This article will give you some simple ideas and things to look out for on how to avoid internet scams and phishing attacks, from visiting websites, receiving phishing emails and perhaps messages to your personal website.
Online scams have always been a big deal. However, in recent years things have gotten considerable worse. Personally I have noticed a massive increase in fraudulent emails, phishing attacks and blunt force password attacks.
How to Avoid internet scams & phishing attacks
Fraudulent Emails
Fake emails have evolved a great deal over the years, going back a few years they were very easy to spot. They were usually riddled with spelling mistake, and any images included were clearly of a lower equality and distorted is some way. However, more recently they’re becoming difficult to differentiate from genuine emails.
Despite them looking much more legit, there are still a few obvious things to look for.

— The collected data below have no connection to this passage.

PR #2063, opened 2022-06-17
DB/DirectDatabaseQuery: remove custom ignore annotation support

jrfnl:
Follow up on #1583 / PR #1908 which removed the `Sniff::has_whitelist_comment()`.

The `WordPress.DB.DirectDatabaseQuery` had its own - even more custom - ignore annotation mechanism.

This commit removes that mechanism and updates (and cleans up) the unit tests.


WordPress/Sniffs/DB/DirectDatabaseQuerySniff.php
```diff
@@ -163,22 +159,15 @@ public function process_token( $stackPtr ) {
 			}
 		}
 
-		// Flag instance if not whitelisted.
-		if ( ! $whitelisted_db_call ) {
-			$this->phpcsFile->addWarning( 'Usage of a direct database call is discouraged.', $stackPtr, 'DirectQuery' );
-		}
+		$this->phpcsFile->addWarning( 'Usage of a direct database call is discouraged.', $stackPtr, 'DirectQuery' );
```
GaryJones, line 162:
```suggestion
		$this->phpcsFile->addWarning( 'Use of a direct database call is discouraged.', $stackPtr, 'DirectQuery' );
```

GaryJones (approved):
One minor suggestion for simplified language, but approving anyway as not a blocker.

WordPress/Sniffs/DB/DirectDatabaseQuerySniff.php
jrfnl: Out of scope of this PR, but I've updated it anyway.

Genuine emails will often start by using your name, or perhaps your email, they will be personalized in some way. Fake emails are sent out on mass, and they will not be personalized in anyway.

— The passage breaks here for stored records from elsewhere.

Issue #1917, opened 2020-07-06
Update wiki for changes in 3.0.0


jrfnl:
As discussed in #1908, the wiki pages should be reviewed and references to "whitelisting" code should be replaced with other phrasing, such as "ignoring code"

The wiki should also be updated to reflect that support for the old-style WPCS native ignore comments has been removed in WPCS 3.0.0.

jrfnl:
List of things which will need updating in the wiki before the 3.0.0 release:
- [ ] [Running in Travis](https://github.com/WordPress/WordPress-Coding-Standards/wiki/Running-in-Travis) - the workflow will need to be changed to not clone the repos, but use a Composer install.
- [ ] [Customizable sniff properties](https://github.com/WordPress/WordPress-Coding-Standards/wiki/Customizable-sniff-properties) - references to removed sniffs should be moved to the bottom with a note that those sniffs are no longer available in WPCS 3.0+.
- [ ] [Customizable sniff properties](https://github.com/WordPress/WordPress-Coding-Standards/wiki/Customizable-sniff-properties) - the names of custom properties which have been renamed/changed/added will need to be updated.
- [ ] [whitelist code that is being flagged with errors](https://github.com/WordPress/WordPress-Coding-Standards/wiki/Whitelisting-code-which-flags-errors) - page probably should be removed (or rewritten)

Note: this list may not be complete....

dingo-d:
> [Running in Travis](https://github.com/WordPress/WordPress-Coding-Standards/wiki/Running-in-Travis) - the workflow will need to be changed to not clone the repos, but use a Composer install.

We will leave this for legacy reasons? Since we're not running checks in TravisCI any more 🤷🏼‍♂️

jrfnl:
> We will leave this for legacy reasons? Since we're not running checks in TravisCI any more 🤷🏼‍♂️

This is not about _our_ CI, but an example for projects _using_ WPCS. There may still be (mostly commercial plugins/themes) running _their_ CI on Travis, so for them, it's good to have an example for how to set it up.

jrfnl:
Wiki pages review list - those pages marked with a ✔️ have been updated for WordPressCS 3.0.0:

- [ ] [Home](https://github.com/WordPress/WordPress-Coding-Standards/wiki)
- [ ] [Customizable sniff properties](https://github.com/WordPress/WordPress-Coding-Standards/wiki/Customizable-sniff-properties)
[...]

PR #2065, opened 2022-06-17
Remove typical non-inclusive language from the repo

jrfnl:
Note: not claiming completeness - this PR is based on a code-base wide search for the terms `whitelist` and `blacklist`. Other potential non-inclusive terminology is not (yet) addressed, though I expect there won't be much else.

Related to #1915

---

### AbstractFunctionRestrictionsSniff: rename array key

... and update sniffs using that array key.

👉🏻 Note: this is a breaking change for any external sniffs extending this base class.

### PrefixAllGlobals: rename property [1]

As this is a `protected` property, this is an internal change only (unless an external standard would be extending the sniff).

### PrefixAllGlobals: rename property [2]
As this is a `protected` property, this is an internal change only (unless an external standard would be extending the sniff).

### PrefixAllGlobals: rename property [3]

As this is a `protected` property, this is an internal change only (unless an external standard would be extending the sniff).

### ValidVariableName: rename property [1]

As this is a `protected` property, this is an internal change only (unless an external standard would be extending the sniff).

### ValidVariableName: rename property [2]

👉🏻 As this is a `public` property, this is a BC-break and should be annotated as such in the upgrade guide/changelog.

### IniSet: rename property [1]

As this is a `protected` property, this is an internal change only (unless an external standard would be extending the sniff).

### IniSet: rename property [2]

As this is a `protected` property, this is an internal change only (unless an external standard would be extending the sniff).

### NoSilencedErrors: rename property [1]

👉🏻 As this is a `public` property, this is a BC-break and should be annotated as such in the upgrade guide/changelog.

Also note that the new name is in line with the name for the same property in an upcoming replacement sniff in PHPCSExtra. This should make the switch over to the replacement sniff more straight-forward (if and when).

### NoSilencedErrors: rename property [2]

👉🏻 As this is a `public` property, this is a BC-break and should be annotated as such in the upgrade guide/changelog.

Also note that the new name is in line with the name for the same property in an upcoming replacement sniff in PHPCSExtra. This should make the switch over to the replacement sniff more straight-forward (if and when).

### NoSilencedErrors: rename property [3]

As this is a `protected` property, this is an internal change only (unless an external standard would be extending the sniff).

Also note that the new name is in line with the name for the same property in an upcoming replacement sniff in PHPCSExtra. This should make the switch over to the replacement sniff more straight-forward (if and when).

### Various language usage updates in comments

Includes:
* Removing a reference to a custom ignore annotation which was already removed in PR 1908.
* Removing a (class-level) changelog entry referring to a custom ignore annotation which doesn't exist anymore.
* Use more inclusive language in various other comments.

### DIFF
--- a/WordPress/Sniffs/NamingConventions/PrefixAllGlobalsSniff.php
+++ b/WordPress/Sniffs/NamingConventions/PrefixAllGlobalsSniff.php
@@ -64,13 +64,14 @@ class PrefixAllGlobalsSniff extends AbstractFunctionParameterSniff {
 	public $prefixes = '';
 
 	/**
-	 * Prefix blacklist.
+	 * Prefix blocklist.
 	 *
 	 * @since 0.12.0
+	 * @since 3.0.0  Renamed from `$prefix_blacklist` to `$prefix_blocklist`.
 	 *
 	 * @var string[]
 	 */
-	protected $prefix_blacklist = array(
+	protected $prefix_blocklist = array(
 		'wordpress' => true,
 		'wp'        => true,
 		'_'         => true,
@@ -949,7 +950,7 @@ class PrefixAllGlobalsSniff extends AbstractFunctionParameterSniff {
 	 * Validate an array of prefixes as passed through a custom property or via the command line.
 	 *
 	 * Checks that the prefix:
-	 * - is not one of the blacklisted ones.
+	 * - is not one of the blocked ones.
 	 * - complies with the PHP rules for valid function, class, variable, constant names.
 	 *
 	 * @since 0.12.0
@@ -968,7 +969,7 @@ class PrefixAllGlobalsSniff extends AbstractFunctionParameterSniff {
 		foreach ( $this->prefixes as $key => $prefix ) {
 			$prefixLC = strtolower( $prefix );
 
-			if ( isset( $this->prefix_blacklist[ $prefixLC ] ) ) {
+			if ( isset( $this->prefix_blocklist[ $prefixLC ] ) ) {
 				$this->phpcsFile->addError(
 					'The "%s" prefix is not allowed.',
 					0,
--- a/WordPress/Sniffs/NamingConventions/PrefixAllGlobalsSniff.php
+++ b/WordPress/Sniffs/NamingConventions/PrefixAllGlobalsSniff.php
@@ -148,6 +148,7 @@ class PrefixAllGlobalsSniff extends AbstractFunctionParameterSniff {
 	 * A list of core constants that are allowed to be defined by plugins and themes.
 	 *
 	 * @since 1.0.0
+	 * @since 3.0.0 Renamed from `$whitelisted_core_constants` to `$allowed_core_constants`.
 	 *
 	 * Source: {@link https://core.trac.wordpress.org/browser/trunk/src/wp-includes/default-constants.php#L0}
 	 * The constants are listed in the order they are found in the source file
@@ -157,7 +158,7 @@ class PrefixAllGlobalsSniff extends AbstractFunctionParameterSniff {
 	 *
 	 * @var array
 	 */
-	protected $whitelisted_core_constants = array(
+	protected $allowed_core_constants = array(
 		'WP_MEMORY_LIMIT'      => true,
 		'WP_MAX_MEMORY_LIMIT'  => true,
 		'WP_CONTENT_DIR'       => true,
@@ -468,7 +469,7 @@ class PrefixAllGlobalsSniff extends AbstractFunctionParameterSniff {
 						return;
 					}
 
-					if ( isset( $this->whitelisted_core_constants[ $item_name ] ) ) {
+					if ( isset( $this->allowed_core_constants[ $item_name ] ) ) {
 						// Defining a WP Core constant intended for overruling.
 						return;
 					}
@@ -809,7 +810,7 @@ class PrefixAllGlobalsSniff extends AbstractFunctionParameterSniff {
 		if ( ( 'define' !== $matched_content
 			&& isset( $this->allowed_core_hooks[ $raw_content ] ) )
 			|| ( 'define' === $matched_content
-			&& isset( $this->whitelisted_core_constants[ $raw_content ] ) )
+			&& isset( $this->allowed_core_constants[ $raw_content ] ) )
 		) {
 			return;
 		}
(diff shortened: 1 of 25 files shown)


WordPress/Sniffs/PHP/IniSetSniff.php
```diff
@@ -44,15 +44,16 @@ class IniSetSniff extends AbstractFunctionParameterSniff {
...
 	 * @var array Multidimensional array with parameter details.
-	 *     $whitelisted_options = array(
+	 *     $safe_options = array(
 	 *         (string) option name. = array(
 	 *             (string[]) 'valid_values' = array()
 	 *         )
 	 *     );
 	 */
-	protected $whitelisted_options = array(
+	protected $safe_options = array(
```
GaryJones, line 56: Why `safe` here, instead of `allowed` (which matches the Summary)?

WordPress/Sniffs/PHP/NoSilencedErrorsSniff.php
```diff
@@ -36,33 +36,35 @@ class NoSilencedErrorsSniff extends Sniff {
...
+	 * This property only affects whether the standard function list is
+	 * used. The custom functions list, if set, will always be respected.
 	 *
 	 * @since 1.1.0
+	 * @since 3.0.0 Renamed from `$use_default_whitelist` to `$usePHPFunctionsList`.
 	 *
 	 * @var bool
 	 */
-	public $use_default_whitelist = true;
+	public $usePHPFunctionsList = true;
```
GaryJones, line 51: Is anything going to flag this variable as not following snake_case formatting?

GaryJones (commented):
Noting that the wiki will also need updates as well once this is all released.

jrfnl:
> Noting that the wiki will also need updates as well once this is all released.

Correct, there is already an issue open for that as a reminder: #1917

WordPress/Sniffs/PHP/NoSilencedErrorsSniff.php
jrfnl: No, we have disabled the [variable naming sniff for this repo](https://github.com/WordPress/WordPress-Coding-Standards/blob/fd44ba4300f8cbe73ee1b4c02547acb0664b3e66/.phpcs.xml.dist#L19) as PHPCS itself uses camelCase variables and we sometimes extend upstream sniffs and need to be able to change the default value of (camelCase) properties, so this will not be flagged.

WordPress/Sniffs/PHP/IniSetSniff.php
jrfnl: Maybe I should update the summary ? The list is a minimal set of ini directives for which changing their value will not cause any problems for interoperability either between a plugin and WP or between plugins. In other words, these are not just _allowed_ to be changed, they are actually _safe_ to be changed.

WordPress/Sniffs/NamingConventions/PrefixAllGlobalsSniff.php
```diff
@@ -64,13 +64,14 @@ class PrefixAllGlobalsSniff extends AbstractFunctionParameterSniff {
 	public $prefixes = '';
 
 	/**
-	 * Prefix blacklist.
+	 * Prefix blocklist.
```
dingo-d, line 67: How come this is not `disallowed_list` (or `disallowList`)? Seeing how other replacements are _allowed_

WordPress/Tests/NamingConventions/PrefixAllGlobalsUnitTest.php
```diff
@@ -32,7 +32,7 @@ public function getErrorList( $testFile = 'PrefixAllGlobalsUnitTest.1.inc' ) {
 		switch ( $testFile ) {
 			case 'PrefixAllGlobalsUnitTest.1.inc':
 				return array(
-					1   => 8, // 2 x error for blacklisted prefix passed. 4 x error for short prefixes. 2 x no prefix.
+					1   => 8, // 2 x error for blocked prefix passed. 4 x error for short prefixes. 2 x no prefix.
```
dingo-d, line 35: Here as well (I guess it's kinda related to my first comment). _Disallowed_ would work as well as _blocked_

WordPress/Sniffs/NamingConventions/PrefixAllGlobalsSniff.php
jrfnl: I kind of felt this needed a stronger word. "Disallow", for me, has a connotation along the lines of "we choose to disallow", while "block" feels more restrictive/a stronger choice of words, which felt appropriate as these are prefixes which REALLY should be blocked (disallowed) as they WILL cause problems when used.

dingo-d (approved):

GaryJones (approved):

GaryJones:
Approved, but not merged in case https://github.com/WordPress/WordPress-Coding-Standards/pull/2065#discussion_r900815306 wants to be addressed (fix summary).

WordPress/Sniffs/PHP/IniSetSniff.php
jrfnl: Addressed in: https://github.com/WordPress/WordPress-Coding-Standards/pull/2065/commits/be76478f0d283e6349e2cbde737c9d29e8d044e6

jrfnl:
I've rebased the PR + added one commit to address the documentation for the `IniSet` sniff: https://github.com/WordPress/WordPress-Coding-Standards/pull/2065/commits/be76478f0d283e6349e2cbde737c9d29e8d044e6

While going through the commits again, there was one property I still wondered about whether I chose the right name.
I'll flag it inline and would love to hear your opinions.

WordPress/Sniffs/PHP/NoSilencedErrorsSniff.php
```diff
@@ -36,33 +36,35 @@ class NoSilencedErrorsSniff extends Sniff {
...
+	 * Allows users to pass a list of additional functions for which to allow
+	 * the use of the silence operator. This list can be set in a custom ruleset.
 	 *
 	 * @since 1.1.0
+	 * @since 3.0.0 Renamed from `$custom_whitelist` to `$customFunctionsList`.
 	 *
 	 * @var array
 	 */
-	public $custom_whitelist = array();
+	public $customFunctionsList = array();
```
jrfnl, line 64: ☝🏻 This one.

This is a `public` property, so manipulable from a custom ruleset.

I wonder if `$customFunctionsList` isn't too vague and whether this should be changed to `$customAllowedFunctionsList` ?

dingo-d: `$customAllowedFunctionsList` sounds clearer, so I'd go with that 👍🏼

jrfnl: I've fixed this up in the original commit.

jrfnl:
Anyone still wants to give this a look over after the update of the property description + the rename of the NoSilencedErrors property ?

If so, please do and merge if all is okay.

dingo-d (approved):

The return email address is also something to lookout for. The below image is a real email example I received. Claiming to be from Amazon, but the return email address suggests otherwise. If this was an genuine email from Amazon, it would very likely include Amazon in the address (Amazon.co.uk). It would also be a clean address, meaning no unnecessary numbers or letters.

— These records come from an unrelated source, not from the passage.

PR #2073, opened 2022-08-07
WP/CronInterval: bugfix for fully qualified time constants

jrfnl:
If the WP time constants would be used in their fully qualified form, as is often encountered in namespaced files, the sniff would no longer be able to correctly determine the interval being scheduled.

Note: To prevent constants from a different namespace accidentally matching the WP native constants, the namespace separator is replace by a space character rather than just ignored. The regex before running the `eval()` will prevent code with identifier names other than the WP time constants from being passed to the `eval()`, meaning those will still be reported as "interval undetermined".

This commit fixes that.
Includes unit tests.

### DIFF
--- a/WordPress/Tests/WP/CronIntervalUnitTest.inc
+++ b/WordPress/Tests/WP/CronIntervalUnitTest.inc
@@ -160,3 +160,45 @@ add_filter( 'cron_schedules', function ( $schedules ) {
 	];
 	return $schedules;
 } ); // Warning: 8 min.
+
+// Correctly handle fully qualified WP time constants.
+class FQNConstants {
+	public function add_schedules() {
+		add_filter( 'cron_schedules', array( $this, 'add_weekly_schedule' ) ); // Ok: > 15 min.
+		add_filter( 'cron_schedules', array( $this, 'add_eight_minute_schedule' ) ); // Warning: 8 min.
+		add_filter( 'cron_schedules', array( $this, 'add_hundred_minute_schedule' ) ); // Warning: time undetermined.
+		add_filter( 'cron_schedules', array( $this, 'sneaky_fake_wp_constant_schedule' ) ); // Warning: time undetermined.
+	}
+
+	public function add_weekly_schedule( $schedules ) {
+		$schedules['weekly'] = [
+			'interval' => \WEEK_IN_SECONDS,
+			'display'  => \__( 'Once Weekly', 'text-domain' ),
+		];
+		return $schedules;
+	}
+
+	public function add_eight_minute_schedule( $schedules ) {
+		$schedules['every_8_minutes'] = [
+			'interval' => (8 * \MINUTE_IN_SECONDS),
+			'display' => __( 'Once every 8 minutes' )
+		];
+		return $schedules;
+	}
+
+	public function add_hundred_minute_schedule( $schedules ) {
+		$schedules['every_100_minutes'] = [
+			'interval' => (100 * My\Name\MINUTE_IN_SECONDS),
+			'display' => __( 'Once every 100 minutes' )
+		];
+		return $schedules;
+	}
+
+	public function sneaky_fake_wp_constant_schedule( $schedules ) {
+		$schedules['every_100_seconds'] = [
+			'interval' => (100 * MINUTE_\IN_\SECONDS),
+			'display' => __( 'Once every 100 minutes' )
+		];
+		return $schedules;
+	}
+}
--- a/WordPress/Sniffs/WP/CronIntervalSniff.php
+++ b/WordPress/Sniffs/WP/CronIntervalSniff.php
@@ -182,6 +182,11 @@ class CronIntervalSniff extends Sniff {
 							continue;
 						}
 
+						if ( \T_NS_SEPARATOR === $this->tokens[ $j ]['code'] ) {
+							$value .= ' ';
+							continue;
+						}
+
 						if ( $j === $valueEnd && \T_COMMA === $this->tokens[ $j ]['code'] ) {
 							break;
 						}
--- a/WordPress/Tests/WP/CronIntervalUnitTest.php
+++ b/WordPress/Tests/WP/CronIntervalUnitTest.php
@@ -52,6 +52,9 @@ class CronIntervalUnitTest extends AbstractSniffUnitTest {
 			115 => 1,
 			133 => 1,
 			156 => 1,
+			168 => 1,
+			169 => 1,
+			170 => 1,
 		);
 	}
 }


WordPress/Tests/WP/CronIntervalUnitTest.inc
```diff
@@ -160,3 +160,45 @@ add_filter( 'cron_schedules', function ( $schedules ) {
...
 	return $schedules;
 } ); // Error: 8 min.
+
+// Correctly handle fully qualified WP time constants.
+class FQNConstants {
+	public function __construct() {
+		add_filter( 'cron_schedules', array( $this, 'add_weekly_schedule' ) );
+		add_filter( 'cron_schedules', array( $this, 'add_eight_minute_schedule' ) ); // Error: 8 min.
+		add_filter( 'cron_schedules', array( $this, 'add_hundred_minute_schedule' ) ); // // Warning: time undetermined.
+		add_filter( 'cron_schedules', array( $this, 'sneaky_fake_wp_constant_schedule' ) ); // // Warning: time undetermined.
```
GaryJones, line 170:
```suggestion
		add_filter( 'cron_schedules', array( $this, 'add_hundred_minute_schedule' ) ); // Warning: time undetermined.
		add_filter( 'cron_schedules', array( $this, 'sneaky_fake_wp_constant_schedule' ) ); // Warning: time undetermined.
```

WordPress/Tests/WP/CronIntervalUnitTest.inc
```diff
@@ -160,3 +160,45 @@ add_filter( 'cron_schedules', function ( $schedules ) {
 	];
 	return $schedules;
 } ); // Error: 8 min.
+
+// Correctly handle fully qualified WP time constants.
+class FQNConstants {
+	public function __construct() {
+		add_filter( 'cron_schedules', array( $this, 'add_weekly_schedule' ) );
+		add_filter( 'cron_schedules', array( $this, 'add_eight_minute_schedule' ) ); // Error: 8 min.
```
GaryJones, line 168: This comment suggests it would be an "Error", but there's nothing in the `getErrorList()` array?

Maybe this one was not meant to produce an error anymore?

WordPress/Tests/WP/CronIntervalUnitTest.inc
```diff
@@ -160,3 +160,45 @@ add_filter( 'cron_schedules', function ( $schedules ) {
 	];
 	return $schedules;
 } ); // Error: 8 min.
+
+// Correctly handle fully qualified WP time constants.
+class FQNConstants {
+	public function __construct() {
```
GaryJones, line 166:
```suggestion
	public function add_schedules() {
```

Change only because adding `add_*()` to class constructors is an anti-pattern that makes code less testable generally and I'd rather the fixtures didn't promote a bad practice.

GaryJones (changes requested):

WordPress/Tests/WP/CronIntervalUnitTest.inc
jrfnl: Throughout the test case file, it uses `// Error`. This is tied to the history of the sniff.

* This sniff was originally part of the set of `VIP` sniffs. At that time, the "interval too short" notice was an error.
* PR #1242, and in particular commit 52faccb08145e050e983cc123a97bc17f5a8a199, moved the sniff from the `VIP` category to the `WP` category (as one of the sniff we wanted to keep widely available when the `VIP` category would be removed). The preceding discussion on this can be found in #1157 and was also related to #1309.
* The [next commit](https://github.com/WordPress/WordPress-Coding-Standards/pull/1242/commits/77e908624be1ccd99057e9af70c3ece2f5e3c374) (part of the same discussion and PR) then changed the notice from an `error` to a `warning`, but didn't update the inline comments in the test case file.

I agree that it should say `Warning` in the test case file now, but that is outside the scope of this PR, so I have opened PR #2074 to address this for the pre-existing tests and will fix it up for the new tests in this PR.

WordPress/Tests/WP/CronIntervalUnitTest.inc
jrfnl: The constructor is used in some other places in this test case file as well but I'll update the new example.

jrfnl:
Added a second commit addressing the review remarks for easier verification, Please squash the commit on merge (or I can squash and force push ahead of merge).

WordPress/Tests/WP/CronIntervalUnitTest.inc
```diff
@@ -160,3 +160,45 @@ add_filter( 'cron_schedules', function ( $schedules ) {
 	];
 	return $schedules;
 } ); // Error: 8 min.
+
+// Correctly handle fully qualified WP time constants.
+class FQNConstants {
+	public function add_schedules() {
+		add_filter( 'cron_schedules', array( $this, 'add_weekly_schedule' ) );
+		add_filter( 'cron_schedules', array( $this, 'add_eight_minute_schedule' ) ); // Warning: 8 min.
```
GaryJones, line 168:
```suggestion
		add_filter( 'cron_schedules', array( $this, 'add_eight_minute_schedule' ) ); // Warning: 8 min, which is less than the 15 minutes default from `$this->min_interval`.
```

Doesn't have to be this exact wordy comment, but it took me a while to understand why this would be a warning, since the fix addressed this exact syntax parsing.

```suggestion
		add_filter( 'cron_schedules', array( $this, 'add_eight_minute_schedule' ) ); // Warning (CronSchedulesInterval): 8 min.
```

..would also work, for instance, since there are multiple warning violation codes for this sniff.

GaryJones (approved):
Approving, with one suggestion / self-note.

WordPress/Tests/WP/CronIntervalUnitTest.inc
jrfnl: The two types of warnings in the test case file are distinguished from each other by `Warning: time undetermined` vs `Warning: # min.` This is the same throughout the file, so changing that format should be done for the whole file, not for a new test only.

And yes, while the false positive I was addressing is basically what's in the first new test - `add_weekly_schedule()` -, I added the extra tests to make sure I would not be introducing _false negatives_ with the fix I was making.

Using "which is less than the 15 minutes default from `$this->min_interval`" would make things less clear as the `$min_interval` is a configurable `public` property and the test file contains tests with different settings for `min_interval`.

What about if I add ` // Ok: > 15 min.` to the first new test case ? That should help make the distinction clearer. Would that work for you ?

GaryJones: No change necessary at this point - I think I was just seeing the warning message out of context of understanding there _was_ a minimum interval.

jrfnl: I'd added the `// Ok: > 15 min.` in the previous update anyway, so, hopefully this will help next time someone looks at it.

jrfnl:
I've rebased  the PR (without changes) to get passed the imaginary merge conflict. I've squashed the second commit with the updates after review into the first one now as well, so if found okay, this PR can now be merged normally.

dingo-d (approved):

Emails claiming you’ve been hacked
I have had a few of these. Mostly these are just sent out randomly to any email address that they are aware of, hoping to get someone to take the bait. Other times you may receive them due to a partial hack. If you have ever used an unprotected wifi connection, such as one at a coffee shop, it’s highly likely there was someone on one occasion that was attempting to gain access to unencrypted data, including emails and passwords. This is only a risk if you signed in to any kind of account.
This personally happened to me, they did get my email and password. However, it was only login information that was used for an account that wasn’t sensitive or important. However, the email I received from the hacker claimed that they had access to my email account, which I knew was untrue. The message here is, don’t log on to any important or sensitive accounts from an unprotected wifi connection.
Fake Websites
To avoid fake websites entirely, never click on a link from an email or elsewhere to access a particular website. For example, if you want to access your PayPal account, bookmark the genuine website, or search for it using a search engine such as Google. Fake websites should never appear at the top of the search rankings. With that being said, I have heard of fake websites being promoted via paid advertising, which should never happen, but there could be a rare occasion.
While on a website you can also perform a couple of checks. Check that it is secured with an SSL certificate, a fake website is unlikely to have a valid SSL certificate. Most importantly, check the actual website URL. So PayPal’s URL is simply (paypal.com/uk/home) fake websites will either have a completely different URL, or something similar but different in some way, with random letters and/or numbers mixed into the URL, the URL will not be clean like the genuine URL.
These are some quick ways that can determine if you’re dealing with fake or genuine emails and websites.